Since January 2017, the OPCW Fact-Finding Mission (FFM) in Syria has also recorded eight alleged uses of chemical weapons.
Even so, on February 28, Russia and China vetoed a United Nations Security Council Resolution designed to sanction parties verifiably assessed by the OPCW-U.N. joint investigative mission to have carried out chemical attacks.
So is it any surprise that the Assad regime felt emboldened to continue using chemical weapons? Or that it has perhaps escalated to the use of even more toxic substances than chlorine, which has been its "go-to" chemical since the international community removed and destroyed its traditional military chemical arsenal in 2014?
This escalation in CW use fits a pattern observed on multiple occasions over the last several years. When the international community, particularly the United States, seems distracted, the Syrian regime feels emboldened to seek battlefield gains through chemical attacks, particularly in areas where the regime's military progress through more conventional means has stalled.

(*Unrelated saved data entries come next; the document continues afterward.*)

PR #237, opened 2022-12-16
Address Rust 1.66 clippy lints

Pat-Lafon:
As described in title. I'm particularly happy about the fixing of a false positive in the `use_self` lint.

In doing this, I ran into an error on the typescript side: [error: TS2339 [ERROR]: Property 'pos' does not exist on type 'never'.](https://github.com/sampsyo/bril/commit/8b1c4754e16a7cf0966f5e6f1974b436763b26ea) My understanding is that typescript is saying that this branch is impossible end up in. I'm not sure how to handle this, so after trying a few permutations, I decided to trust the typescript typechecker and just removed the branch.

### DIFF
--- a/brilck.ts
+++ b/brilck.ts
@@ -318,10 +318,6 @@ function checkOp(env: Env, instr: bril.Operation) {
 }
 
 function checkConst(instr: bril.Constant) {
-  if (!('type' in instr)) {
-    err(`const missing type`, instr.pos);
-    return;
-  }
   if (typeof instr.type !== 'string') {
     err(`const of non-primitive type ${typeFmt(instr.type)}`, instr.pos);
     return;
--- a/brilck.ts
+++ b/brilck.ts
@@ -319,7 +319,7 @@ function checkOp(env: Env, instr: bril.Operation) {
 
 function checkConst(instr: bril.Constant) {
   if (!('type' in instr)) {
-    err(`const missing type`, instr!.pos);
+    err(`const missing type`, instr.pos);
     return;
   }
   if (typeof instr.type !== 'string') {
--- a/brilck.ts
+++ b/brilck.ts
@@ -318,6 +318,11 @@ function checkOp(env: Env, instr: bril.Operation) {
 }
 
 function checkConst(instr: bril.Constant) {
+  if (!(instr as any)) {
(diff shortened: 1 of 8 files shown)


brilck.ts
```diff
@@ -318,10 +318,6 @@ function checkOp(env: Env, instr: bril.Operation) {
 }
 
 function checkConst(instr: bril.Constant) {
-  if (!('type' in instr)) {
```
sampsyo, line 321: Maybe we can just do `(instr as any)`? This is a "defensive programming" kind of trick, where this check is meant to trigger in case the JSON data doesn't match the expected type from our declarations.

sampsyo (commented):
Hell yes; looks awesome! Here's a thought on that TS thing.

I notice Clippy has some nits about this doc comment:

```
/// For example "ptr<bool>" => Parameterized("ptr", Box::new(Primitive("bool")))
```

It seems to think `<bool>` is an HTML tag. We can probably correct that by putting it in code delimiters (backticks)?

Pat-Lafon:
> I notice Clippy has some nits about this doc comment:
> 
> ```
> /// For example "ptr<bool>" => Parameterized("ptr", Box::new(Primitive("bool")))
> ```
> 
> It seems to think `<bool>` is an HTML tag. We can probably correct that by putting it in code delimiters (backticks)?

I've updated the workflow to catch these issues and have made this fix.

brilck.ts
Pat-Lafon: I've made this change.

The need for this trick kind of surprises me because it sounds like the type is `bril.Constant` when it really should be `bril.Constant | undefined`?(Or the same corresponding argument for any fields that might not exist)

sampsyo: Yeah, it's true. The thing is, we want these type definitions to reflect what a "real" Bril program looks like. But at some point, we are doing `JSON.parse` on a Bril program and giving it the type `bril.Program` or whatever—without validating it. Validating the entire program up front would be a huge pain, so this type-cast is a little bit of a lie. But then we can back it up later with some of these ad-hoc checks that second-guess the IR type.

sampsyo (approved):
Awesome!! Thanks again!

Why does the Assad regime do this? Because it works.
It is insufficient to frame the casualties in these attacks solely in terms of those affected by chemical agents. First, the psychological effects of these chemical attacks, and the added risks they pose to children and the elderly, are devastating.

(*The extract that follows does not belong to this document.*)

PR #355, opened 2026-06-05
fix: handle HFValidationError in is_hf_path

umran666:
Hi! 

I noticed that when `is_hf_path()` is called with an invalid repository/path string, the application crashes with an unhandled `HFValidationError` from `huggingface_hub` instead of just returning `False`.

Second, like many previous episodes, this one reportedly involves conventional targeting after the chemical attacks, which flushes civilians out of sheltered areas and makes them vulnerable to conventional bombing. To then target hospitals receiving the injured compounds the psychological effects.

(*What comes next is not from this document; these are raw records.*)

PR #357, opened 2026-06-05
fix: count all trials, not just completed trials

umran666:
Hi there,

This PR resolves issue #311 where the progress output can display "Running trial N of M" where N > M.

### The Problem
When the user chooses "Run additional trials" from the trial selection menu:
1. `settings.n_trials` is incremented.
2. `study.optimize()` is called again to run the new trials.
3. However, the trial progress variables (`trial_index`, `start_index`, and `start_time`) are not re-initialized before the new optimize run.
4. Since `trial_index` retains its old value from the end of the previous run, the count of attempted trials exceeds the new total trial budget if any previous trials were pruned or failed.

### The Solution
Re-initialized `start_index`, `trial_index`, and `start_time` right before calling `study.optimize()` in the "Run additional trials" block. This keeps the progress and estimated remaining time calculations correct for the new set of trials.

Thanks for taking a look!

### DIFF
--- a/src/heretic/main.py
+++ b/src/heretic/main.py
@@ -615,11 +615,7 @@ def run():
     study.set_user_attr("settings", settings.model_dump_json())
     study.set_user_attr("finished", False)
 
-    def count_completed_trials() -> int:
-        # Count number of complete trials to compute trials to run.
-        return sum([(1 if t.state == TrialState.COMPLETE else 0) for t in study.trials])
-
-    start_index = trial_index = count_completed_trials()
+    start_index = trial_index = len(study.trials)
     if start_index > 0:
         print()
         print("Resuming existing study.")
@@ -627,7 +623,7 @@ def run():
     try:
         study.optimize(
             objective_wrapper,
-            n_trials=settings.n_trials - count_completed_trials(),
+            n_trials=settings.n_trials - len(study.trials),
         )
     except KeyboardInterrupt:
         # This additional handler takes care of the small chance that KeyboardInterrupt
@@ -635,7 +631,7 @@ def run():
         # defined in objective_wrapper above.
         pass
 
-    if count_completed_trials() == settings.n_trials:
+    if len(study.trials) == settings.n_trials:
         study.set_user_attr("finished", True)
 
     while True:
@@ -733,12 +729,12 @@ def run():
                 try:
                     study.optimize(
                         objective_wrapper,
-                        n_trials=settings.n_trials - count_completed_trials(),
+                        n_trials=settings.n_trials - len(study.trials),
                     )
                 except KeyboardInterrupt:
                     pass
 
-                if count_completed_trials() == settings.n_trials:
+                if len(study.trials) == settings.n_trials:
                     study.set_user_attr("finished", True)
 
                 break
@@ -971,7 +967,7 @@ def run():
                             if reproducibility_information != "none":
                                 # Set the number of trials to the number of actual completed trials
                                 # for the reproduction configuration.
-                                settings.n_trials = count_completed_trials()
+                                settings.n_trials = len(study.trials)
 
                                 upload_reproduce_folder(
                                     repo_id,


p-e-w:
I don't understand. Why should we reset `trial_index`? We want to continue counting from where we left off. The index should count all trials that were run, not just completed ones, otherwise we might repeat indices.

Can you please describe step-by-step a concrete scenario that you think can cause #311, tracking the value of `trial_index` along the way?

Please note #324, where the exact same discussion arose, but I did not get a reply to my last question.

umran666:
Hi there,

Here is a step-by-step trace of how the " `N > M` situation happens under the current logic" :

### How to reproduce:

1. Start `heretic` with `--n-trials 20`.
2. Let trials 1 through 5 run and complete successfully (`trial_index` goes from 0 to 5).
3. On Trial 6, press `Ctrl+C` to skip/prune it. The optimize loop catches the interrupt and returns to the main menu.
4. Because Trial 6 didn't complete, `count_completed_trials()` is 5.
5. In the menu, select **"Run additional trials"** and add `5` more.
6. The new target of completed trials (`settings.n_trials`) becomes `25`.
7. The program calculates how many trials to run next: `25 - 5 = 20`. So it starts `study.optimize()` again to run 20 more trials.
8. Since `trial_index` is a nonlocal variable and wasn't reset, it is still `6`.
9. As it runs the 20 new trials, `trial_index` increments 20 times, ending at `26`.
10. On the last trial, it prints: `Running trial 26 of 25...`

---

### The Trade-off

I see your point about not wanting to reuse index numbers (e.g., if Trial 6 fails, the next one shouldn't also be labeled "6"). 

If we want to keep indexing trials uniquely but avoid the `N > M` anomaly, here are a few options:

1. **Change the status message to separate attempts from progress**:
   `Running attempt N (Completed: C of M)...` (e.g., `Running attempt 26 (Completed: 19 of 25)...`)
2. **Remove the denominator entirely**:
   `Running trial N...` (without the `of M`).
3. **Reset `trial_index` to `len(study.trials)`**: This ensures we don't repeat indices, but the target `M` (which represents completed trials) will still eventually be exceeded if there are failed/pruned trials in the database.

Let me know which option you think fits best!

p-e-w:
> The new target of completed trials (settings.n_trials) becomes 25.

This contradicts how Optuna is supposed to work. `n_trials` in `study.optimize` is supposed to be the number of **total** trials, not successful trials. In fact, changing that [has been proposed](https://github.com/optuna/optuna/issues/293) but not implemented.

umran666:
You are completely right. I agree that we shouldn't reset or reuse indices, as failed/pruned trials still existed and should retain their unique numbers.

### The Root Cause
The reason `N > M` occurred was a mismatch in how progress is counted:
1. `settings.n_trials` was treated as the target for **completed** trials:
   `n_trials = settings.n_trials - count_completed_trials()`
   This caused Optuna to run extra attempts to make up for failed/pruned trials.
2. But the progress indicator was showing **attempted** trials (`trial_index`).
   Because attempts grew larger than completed trials, the indicator eventually printed things like `Running trial 26 of 25`.

### The Solution
I have updated this PR to align fully with Optuna's standard design (where `settings.n_trials` is the target for **total attempted** trials):

1. **Replaced `count_completed_trials()` with `len(study.trials)`** when calculating remaining trials and checking if finished.
2. **Removed `trial_index` tracking entirely** and replaced it with Optuna's built-in `trial.number + 1`. This ensures:
   - Trial numbers are strictly sequential, unique, and never repeated.
   - The progress indicator naturally caps at `settings.n_trials`.
   - The code is simplified by eliminating manual counter state variables.

Thanks for the guidance!

p-e-w:
> Removed trial_index tracking entirely and replaced it with Optuna's built-in trial.number + 1.

Please don't. The trial index is used in many other places besides the ones you changed. We don't modify such core logic without a good reason. I used my own implementation because the Optuna docs are ambiguous about what `trial.number` is exactly.

As as side note, I'd appreciate if you could engage with me using human-written messages, like I am doing with you. Reading "The Problem"/"The Solution" multiple times in a row is very exhausting.

umran666:
First of all, my apologies for the use of the Problem/Solution layout to describe the code - that's been a tendency for many years for me when describing code, but I understand it's pretty exhausting.


I have undone the modifications I made regarding `trial.number` and preserved the logic using `trial_index`, just like the initial one.
To overcome the N > M problem, and avoid repetitions, I have aligned the code with Optuna's architecture, considering `settings.n_trials` as the total amount of attempted trials:
- Replacing `count_completed_trials()` with `len(study.trials)`.
- Re-initializing `trial_index` with `len(study.trials)` at the beginning of the optimization run.

src/heretic/main.py
```diff
@@ -615,27 +615,24 @@ def objective_wrapper(trial: Trial) -> tuple[float, float]:
     study.set_user_attr("settings", settings.model_dump_json())
     study.set_user_attr("finished", False)
 
-    def count_completed_trials() -> int:
-        # Count number of complete trials to compute trials to run.
-        return sum([(1 if t.state == TrialState.COMPLETE else 0) for t in study.trials])
-
-    start_index = trial_index = count_completed_trials()
+    start_index = trial_index = len(study.trials)
+    start_time = time.perf_counter()
```
p-e-w: What does this do? The time is already set above.

src/heretic/main.py
```diff
@@ -730,15 +727,18 @@ def count_completed_trials() -> int:
                 study.set_user_attr("settings", settings.model_dump_json())
                 study.set_user_attr("finished", False)
 
+                start_index = trial_index = len(study.trials)
+                start_time = time.perf_counter()
```
p-e-w: I don't think we should reset the time. This will lead to a wrong estimation of remaining time.

src/heretic/main.py
```diff
@@ -730,15 +727,18 @@ def count_completed_trials() -> int:
                 study.set_user_attr("settings", settings.model_dump_json())
                 study.set_user_attr("finished", False)
 
+                start_index = trial_index = len(study.trials)
```
p-e-w: Why are you resetting this here?

p-e-w (commented):
I don't think the logic is sound yet.

umran666:
Oh i see it now ! In the previous iteration,I tried to isolate the additional trials run as its own separate batch by resetting start_index, trial_index, and start_time inside the loop.
Because both runs happen within the same interactive CLI session
"Resetting the timer threw away all the timing data from the first batch of trials.This forced the remaining time estimator to start from scratch, leading to an unstable and inaccurate estimate for the remaining additional trials."

my bad man!

Sorry about the previous iteration! I've updated it:
By removing the redundant `start_time` reset,
Also removed the resets of `start_time` and `start_index` in the additional trials block to preserve continuity for the remaining time calculation.
And kept the shift to `len(study.trials)` so we count all attempted trials correctly.

p-e-w:
Yes, it seems correct now. Have you tested it in all of the following scenarios

* Regular run.
* Run with additional trials.
* Run with failed trials + resumption.
* Resuming from checkpoint.

and verified that everything looks OK?

umran666:
yes, I've tested all those cases and everything works correctly. 

For the regular runs and resumptions, the math holds up. Since we don't reset start_time and start_index when adding more trials, the remaining time estimator stays stable because it correctly measures the rate of trials run in the current session. 

If you resume from a checkpoint, the timer starts fresh and calculates speed based on the new trials, which is great because it won't get skewed if you resume on different hardware. Pruned and failed trials also keep their unique indices, so we don't repeat any numbers.

p-e-w:
Ok, thanks. Merged!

This two-pronged tactic ensures that besieged civilians feel they have no place to hide and nowhere to protect their children.
Much has been made of the symptomology and increased lethality of the Khan Sheikhoun attack, raising questions about a possible secret production capability or stockpile of undeclared chemical weapons - notably sarin.
We should not engage in armchair diagnoses from YouTube videos. On-the-ground investigators can return a definitive assessment, and they need to be empowered to do their jobs.
The use of sarin or other traditional warfare agents would clearly signal that Assad believes he can operate with impunity. Chlorine - or any weaponized chemical used in this way - is just as heinous and legally prohibited. But nerve agents are more deadly and, unlike chlorine, require precursors that were supposed to be removed and destroyed in 2014.
That process eliminated the majority of Syria's military-scale chemical weapons program, but we can never know if everything was removed - as Syria, with Russian cover, continues to stall, obfuscate, mislead, and otherwise violate international obligations.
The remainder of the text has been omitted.